--- ENTRIES PROVIDED Enclosed Below ---

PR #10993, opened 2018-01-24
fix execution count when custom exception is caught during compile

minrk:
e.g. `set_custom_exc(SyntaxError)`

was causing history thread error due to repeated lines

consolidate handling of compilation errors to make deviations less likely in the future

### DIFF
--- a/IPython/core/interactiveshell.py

--- End of Enclosed ENTRIES PROVIDED ---
--- ENTRIES PROVIDED Enclosed Below ---

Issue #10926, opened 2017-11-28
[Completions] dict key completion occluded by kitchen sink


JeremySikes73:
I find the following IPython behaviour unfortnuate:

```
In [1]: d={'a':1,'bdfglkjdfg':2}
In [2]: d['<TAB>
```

--- End of Enclosed ENTRIES PROVIDED ---
--- ENTRIES PROVIDED Enclosed Below ---

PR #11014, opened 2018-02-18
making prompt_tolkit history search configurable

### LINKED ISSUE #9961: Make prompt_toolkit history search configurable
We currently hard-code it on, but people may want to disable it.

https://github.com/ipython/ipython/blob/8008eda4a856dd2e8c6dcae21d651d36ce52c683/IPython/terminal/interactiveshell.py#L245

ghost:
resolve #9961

--- End of Enclosed ENTRIES PROVIDED ---

WORK INSTRUCTION
Everything starting at the line containing "PR #11014, opened 2018-02-18" and ending at the line containing "resolve #9961" in the records above should be repeated exactly, and only that.

SOLUTION TO THIS EXERCISE
PR #11014, opened 2018-02-18
making prompt_tolkit history search configurable

### LINKED ISSUE #9961: Make prompt_toolkit history search configurable
We currently hard-code it on, but people may want to disable it.

https://github.com/ipython/ipython/blob/8008eda4a856dd2e8c6dcae21d651d36ce52c683/IPython/terminal/interactiveshell.py#L245

ghost:
resolve #9961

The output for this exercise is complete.